Putting these three statements together it would seem reasonable to suppose that Glorfindel was a prince of the House of Finarfin, that is to say a decendant of Finarfin himself. Yet there is no direct mention of this in any of Tolkien's work. At least I cannot find anything to support this idea one way or the other. 

Is it possible that Glorfindel is indeed a Prince of the House of Finarfin? If so from which line is he he descended? Finrod we are told had no children. There is mention in 'The Grey Annals' in vol. XI of HoME of a certain Haldir son of Orodreth, one possibility. Finduilas we can presume died without issue. Angrod and Aegnor, are also possible fathers of this Golden-haired Noldorin prince.

On the other hand it seems strange to me that Tolkien would make no definite statement upon Glorfindel's lineage, if indeed he did envision him as descendant of Finarfin. Was this an oversight in his part or an issue he never quite got around to addressing?

Any thoughts?


----------



## Thorin (Jun 28, 2002)

I think he may be a relative but not directly descended from Finarfin's line. He was in Turgon's service in Gondolin and it only makes sense that Glorfindel would be of Turgon's folk. So my guess is that Glorfindel is of the house of Fingolfin..

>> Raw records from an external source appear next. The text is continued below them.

PR #1313, opened 2024-09-17
Add acking to RESUME_AFTER_DEPENDENCY message to the coordinator

matt-aitken:
We were just broadcasting `RESUME_AFTER_DEPENDENCY` to the coordinator before. If the coordinator crashed at the wrong time.

I've added a new message called `RESUME_AFTER_DEPENDENCY_WITH_ACK` which requires an ack to be sent back. If it's not sent back then we nack the message in the queue with a 5 second delay.

I've verified locally that this continues runs in normal situations, and if the coordinator is down.

## Summary by CodeRabbit

- **New Features**
	- Introduced a new event handler for resuming tasks after dependencies are resolved, enhancing task coordination.
	- Added acknowledgment mechanism for message handling, improving error handling.
	- Added a new message type for resuming tasks with acknowledgment in the coordinator messages.

- **Improvements**
	- Enhanced control flow for task resumption, ensuring stricter management of dependencies and checkpoints.
	- Centralized callback structure for improved code reusability and maintainability.

### DIFF
--- a/apps/webapp/app/hooks/useSearchParam.ts
+++ b/apps/webapp/app/hooks/useSearchParam.ts
@@ -18,13 +18,13 @@ export function useSearchParams() {
         }
 
         if (typeof value === "string") {
-          search.set(param, encodeURIComponent(value));
+          search.set(param, value);
           continue;
         }
 
         search.delete(param);
         for (const v of value) {
-          search.append(param, encodeURIComponent(v));
+          search.append(param, v);
         }
       }
     },
--- a/apps/coordinator/src/index.ts
+++ b/apps/coordinator/src/index.ts
@@ -835,10 +835,16 @@ class TaskCoordinator {
             return;
           }
 
+          logger.log("WAIT_FOR_TASK checkpoint created", {
+            checkpoint,
+            socketData: socket.data,
+          });
+
           //setting this means we can only resume from a checkpoint
           socket.data.requiresCheckpointResumeWithMessage = `location:${checkpoint.location}-docker:${checkpoint.docker}`;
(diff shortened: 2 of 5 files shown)


apps/webapp/app/hooks/useSearchParam.ts
```diff
@@ -18,13 +18,13 @@ export function useSearchParams() {
...
         if (typeof value === "string") {
-          search.set(param, encodeURIComponent(value));
+          search.set(param, value);
           continue;
         }
 
         search.delete(param);
         for (const v of value) {
-          search.append(param, encodeURIComponent(v));
+          search.append(param, v);
```
matt-aitken, line 27: This fixes an unrelated issue with the run filters where they were being double uri encoded. This meant filters with weird characters in (like tasks with `/` weren't working with the filters).

apps/webapp/app/hooks/useSearchParam.ts
```diff
@@ -18,13 +18,13 @@
         }
 
         if (typeof value === "string") {
-          search.set(param, encodeURIComponent(value));
+          search.set(param, value);
```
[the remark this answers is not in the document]
matt-aitken: This isn't needed. URLSearchParams automatically does this when using `set` and then doing .toString() on the searchParams. I was doing it before and it was double encoding them which caused problems.

apps/webapp/app/hooks/useSearchParam.ts
matt-aitken: This isn't needed. URLSearchParams automatically does this when using `set` and then doing .toString() on the searchParams. I was doing it before and it was double encoding them which caused problems.

nicktrn (approved):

That is speculation of course. I don't have the time or energy to look anything up.


----------



## Turgon (Jun 28, 2002)

But the princes of Fingolfin's house were dark-haired - and the population of Gondolin was not solely made up of Noldor from Fingolfin's house, there was also a significant population of Sindar. It later years when the kindoms of Beleriand began to fall, many Elves sought refuge in the Hidden Kingdom. It's quite possible that Glorfindel was one of these; seeking refuge there after the Dagor Bragollach, when the Northern Kingdoms of the Sons of Finarfin were destroyed.

Again these are just ideas... but it seems to me unlikely that Glorfindel was of the house of Fingolfin.


----------



## Cian (Jun 28, 2002)

In one of the Glorfindel essays Tolkien penned that while Glorfindel left Valinor in the host of Turgon, and so incurred the ban, he did so reluctantly because of "kinship" with Turgon and allegiance to him. 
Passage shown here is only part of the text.